Flutter is a cross-platform development framework made by Google to permit a single codebase for the two iOS and Android applications.
Flutter is Google’s free and open-source UI framework for creating native mobile applications. Released in 2017, Flutter allows developers to build mobile applications for both iOS and Android with a single codebase and programming language. This capability makes building iOS and Android apps simpler and faster.
The Flutter framework consists of both a software development kit (SDK) and their widget-based UI library. This library consists of various reusable UI elements, such as sliders, buttons, and text inputs.
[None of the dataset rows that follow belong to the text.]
PR #1856, opened 2023-08-21
Implement Max child SA limit per configuration

anipatel-eng:
This PR seeks to introduce the ability to control the maximum number of child SAs that are allowed to be negotiated by a responder. This is an optional configuration that maintains the current behavior of unlimited child SAs by default.

This is in relation to discussions per https://github.com/strongswan/strongswan/discussions/1725

Duplicate child SA handling and preventing initiating duplicate child SAs was introduced in 5.9.6 and allows the initiator to largely catch and prevent duplicate child SA from being initiated. However, this doesn't help the responder and can hinder a responder that has a limited implementation or a specific use case to only allow a single child SA per IKE SA.

There is currently no provision as confirmed in the discussion thread to limit the number of child SAs negotiated as a responder which leaves the only option to accept or disconnect upon detecting the max child SA count has been exceeded via a listener plugin. This is far from ideal as it only leads to flapping tunnels or undesired multiple child SAs.  Also, the behavior may be caused by misbehavior of a client such as a pre-5.9.6 client that negotiates duplicates not desired by customer config that could lead to the tunnel flapping.

The ideal behavior would be to allow configuration to control the maximum number of child SAs per configuration profile specifically and for this limit to be enforced at negotiation time to reject additional child SAs with an appropriate notification by the responder.

The RFC, in fact, outlines this use case and refers to minimal implementations where limiting to a single Child SA is desired but the current code doesn't allow for this by configuration and this change introduces this as an optional configuration.

 RFC7296 [Section 1.3](https://datatracker.ietf.org/doc/html/rfc7296#section-1.3).  The CREATE_CHILD_SA Exchange:
  ```
    The responder sends a NO_ADDITIONAL_SAS notification to indicate that
     a CREATE_CHILD_SA request is unacceptable because the responder is
     unwilling to accept any more Child SAs on this IKE SA.  This
     notification can also be used to reject IKE SA rekey.  Some minimal
     implementations may only accept a single Child SA setup in the
     context of an initial IKE exchange and reject any subsequent attempts
     to add more.
  ```
  
  Configuration introduced:
    ```connections.<conn>.children.<child>.max_child_sas = 0```

### DIFF
--- a/src/libcharon/config/child_cfg.c
+++ b/src/libcharon/config/child_cfg.c
@@ -183,6 +183,11 @@ struct private_child_cfg_t {
 	 * DS header field copy mode
 	 */
 	dscp_copy_t copy_dscp;
+
+	/**
+	 * Maximum number of child SA pairs to allow on this child_cfg
+	 */
+	uint32_t max_child_sas;
 };
 
 METHOD(child_cfg_t, get_name, char*,
@@ -660,6 +665,12 @@ METHOD(child_cfg_t, set_replay_window, void,
 	this->replay_window = replay_window;
 }
 
+METHOD(child_cfg_t, get_max_child_sas, uint32_t,
+	   private_child_cfg_t *this)
+{
+	return this->max_child_sas;
+}
+
 #define LT_PART_EQUALS(a, b) ({ a.life == b.life && a.rekey == b.rekey && a.jitter == b.jitter; })
 #define LIFETIME_EQUALS(a, b) ({ LT_PART_EQUALS(a.time, b.time) && LT_PART_EQUALS(a.bytes, b.bytes) && LT_PART_EQUALS(a.packets, b.packets); })
 
@@ -717,7 +728,8 @@ METHOD(child_cfg_t, equals, bool,
 		streq(this->updown, other->updown) &&
 		streq(this->interface, other->interface) &&
 		sec_labels_equal(this->label, other->label) &&
-		this->label_mode == other->label_mode;
+        this->label_mode == other->label_mode &&
+        this->max_child_sas == other->max_child_sas;
 }
 
 METHOD(child_cfg_t, get_ref, child_cfg_t*,
@@ -784,6 +796,7 @@ child_cfg_t *child_cfg_create(char *name, child_cfg_create_t *data)
 			.destroy = _destroy,
 			.get_hw_offload = _get_hw_offload,
 			.get_copy_dscp = _get_copy_dscp,
+			.get_max_child_sas = _get_max_child_sas,
 		},
 		.name = strdup(name),
 		.options = data->options,
@@ -815,6 +828,7 @@ child_cfg_t *child_cfg_create(char *name, child_cfg_create_t *data)
 							"%s.replay_window", DEFAULT_REPLAY_WINDOW, lib->ns),
 		.hw_offload = data->hw_offload,
 		.copy_dscp = data->copy_dscp,
+		.max_child_sas = data->max_child_sas,
 	);
 
 	return &this->public;
--- a/src/libcharon/config/child_cfg.h
+++ b/src/libcharon/config/child_cfg.h
@@ -324,6 +324,13 @@ struct child_cfg_t {
 	void (*set_replay_window)(child_cfg_t *this, uint32_t window);
 
 	/**
+	* Get maximum child SA pairs allowed for this child_cfg
+	*
+	* @return              max_child_sas
+	*/
+	uint32_t (*get_max_child_sas)(child_cfg_t *this);
+
+	/**
 	 * Check if an option flag is set.
 	 *
 	 * @param option		option flag to check
@@ -436,6 +443,8 @@ struct child_cfg_create_t {
 	hw_offload_t hw_offload;
 	/** How to handle the DS header field in tunnel mode */
 	dscp_copy_t copy_dscp;
+	/** Maximum number of child SA pairs to allow for this child_cfg */
+	uint32_t max_child_sas;
 };
 
 /**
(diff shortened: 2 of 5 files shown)


tobiasbrunner:
@cla-bot check

Hm, I don't think such a limitation to a specific number is very useful. What would the use case be to set it to a particular value other than 1 or 0? Basing the duplicate check on the name is also far from ideal (there is narrowing and configs could get renamed etc.). And sending back a `NO_ADDITIONAL_SAS` notify does not seem correct either. That would technically not allow the peer to rekey the SA or create CHILD_SAs for other configs/selectors under the same IKE_SA. The RFC says this:
```
   The responder sends a NO_ADDITIONAL_SAS notification to indicate that
   a CREATE_CHILD_SA request is unacceptable because the responder is
   unwilling to accept any more Child SAs on this IKE SA.  This
   notification can also be used to reject IKE SA rekey.  Some minimal
   implementations may only accept a single Child SA setup in the
   context of an initial IKE exchange and reject any subsequent attempts
   to add more.
```
The protocol does not provide a way to convey to a peer that only a single CHILD_SA with particular selectors is wanted. In particular, because the RFC explicitly states:
```
   Note that IKEv2 deliberately allows parallel SAs with the same
   Traffic Selectors between common endpoints.  One of the purposes of
   this is to support traffic quality of service (QoS) differences among
   the SAs.  Hence unlike IKEv1, the combination of the endpoints
   and the Traffic Selectors may not uniquely identify an SA between
   those endpoints, so the IKEv1 rekeying heuristic of deleting SAs on
   the basis of duplicate Traffic Selectors SHOULD NOT be used.
```
So as already suggested in #1725, while not recommended by the RFC, you could technically delete the unwanted CHILD_SA after the fact (the newly created or maybe better the "old" one if the peer lost that and created an additional SA - but it should really be investigated why the duplicate was created in the first place). Of course, that's not ideal if the peer just recreates the SA again (e.g. because of something like `close_action=restart` and a lack of a local duplicate check in older strongSwan versions).

anipatel-eng:
Thanks for the feedback.

Addressing some of the question and comments.

  *   I don’t have a use case necessarily in mind for setting the max child SA limit to something other than 1 necessarily but I thought I’d make the max limit usable in general if someone wanted to be able to limit the number of child SAs
  *   Duplicate check on name: Understood that narrowing and config name changes can occur but the configured intention here is for a named policy to only allow a specific number of child SAs whether narrowed or not and it a policy is renamed the SA count is still per that new policy and would then need to be handled by the application to terminate tunnels as needed.
  *   As for the notify reason being sent back, I now understand the implicit implication on rekeys but didn’t expect that is applies to rekeys but that is may be used for and it wasn’t my intention to block child rekeys so we can shift to using a different notify reason if this really is the case. Any suggestion on an alternate notification type is welcome.

-          Also, I do clearly understand that the RFC specifically allows for multiple parallel tunnels for use cases such as QoS but as you quoted it also allows for minimal implementations:

        Some minimal implementations may only accept a single Child SA setup in the

   context of an initial IKE exchange and reject any subsequent attempts

   to add more.

-          The intention here is for this specific use case to only allow the single Child SA that is created along with the IKE exchange and allow it to be subsequently rekeyed which can clearly be identified vs an additional child SA.

Lastly, as discussed in #1725<https://github.com/strongswan/strongswan/discussions/1725>, terminating unwanted CHILD_SAs after the fact is not ideal and could be better handled by detecting and not allowing it to negotiate in the first place which is the intention of this PR to improve that behavior by allowing configuration of the intention and enforcement of the same in the ideal place. BTW, the cause the issue was already investigated and well understood to be caused by older Strongswan implemented client that can get into a loop of continually negotiating duplicate child SA which was identified as a bug and can be remediated by fixing/updating the client. However, the point of this PR is to allow a server (responder) to protect itself from this behavior that leads a loop of bringing the tunnels up and down and thus unnecessarily expending resources when the behavior can be detected and blocked.

In any case, I’m hoping this provided additional clarity and information to support the PR. I would appreciate any additional feedback and especially the feasibility of this change or a similar modified change to achieve the ideal behavior please.

Thanks,
Animesh

From: Tobias Brunner ***@***.***>
Date: Wednesday, May 15, 2024 at 2:35 AM
To: strongswan/strongswan ***@***.***>
Cc: Animesh Patel (anipatel) ***@***.***>, Mention ***@***.***>
Subject: Re: [strongswan/strongswan] Implement Max child SA limit per configuration (PR #1856)

@cla-bot<https://github.com/cla-bot> check

Hm, I don't think such a limitation to a specific number is very useful. What would the use case be to set it to a particular value other than 1 or 0? Basing the duplicate check on the name is also far from ideal (there is narrowing and configs could get renamed etc.). And sending back a NO_ADDITIONAL_SAS notify does not seem correct either. That would technically not allow the peer to rekey the SA or create CHILD_SAs for other configs/selectors under the same IKE_SA. The RFC says this:

   The responder sends a NO_ADDITIONAL_SAS notification to indicate that

   a CREATE_CHILD_SA request is unacceptable because the responder is

   unwilling to accept any more Child SAs on this IKE SA.  This

   notification can also be used to reject IKE SA rekey.  Some minimal

   implementations may only accept a single Child SA setup in the

   context of an initial IKE exchange and reject any subsequent attempts

   to add more.

The protocol does not provide a way to convey to a peer that only a single CHILD_SA with particular selectors is wanted. In particular, because the RFC explicitly states:

   Note that IKEv2 deliberately allows parallel SAs with the same

   Traffic Selectors between common endpoints.  One of the purposes of

   this is to support traffic quality of service (QoS) differences among

   the SAs.  Hence unlike IKEv1, the combination of the endpoints

   and the Traffic Selectors may not uniquely identify an SA between

   those endpoints, so the IKEv1 rekeying heuristic of deleting SAs on

   the basis of duplicate Traffic Selectors SHOULD NOT be used.

So as already suggested in #1725<https://github.com/strongswan/strongswan/discussions/1725>, while not recommended by the RFC, you could technically delete the unwanted CHILD_SA after the fact (the newly created or maybe better the "old" one if the peer lost that and created an additional SA - but it should really be investigated why the duplicate was created in the first place). Of course, that's not ideal if the peer just recreates the SA again (e.g. because of something like close_action=restart and a lack of a local duplicate check in older strongSwan versions).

Developers building mobile applications with the Flutter framework will do so using a programming language called Dart. With a syntax like JavaScript, Dart is a typed object programming language that focuses on front-end development.
My sample flutter web app : https://fir-example-6ce04.web.app/
Although Flutter is a newer cross-platform framework, more and more companies have chosen Flutter over frameworks such as Xamarin, Cordova, and React Native.
Some of the top reasons why development teams choose Flutter include:
- Increased productivity. Using the same codebase for iOS and Android saves both time and resources. Flutter’s native widgets also minimize time spent on testing by ensuring there is little to no compatibility issues with different OS versions.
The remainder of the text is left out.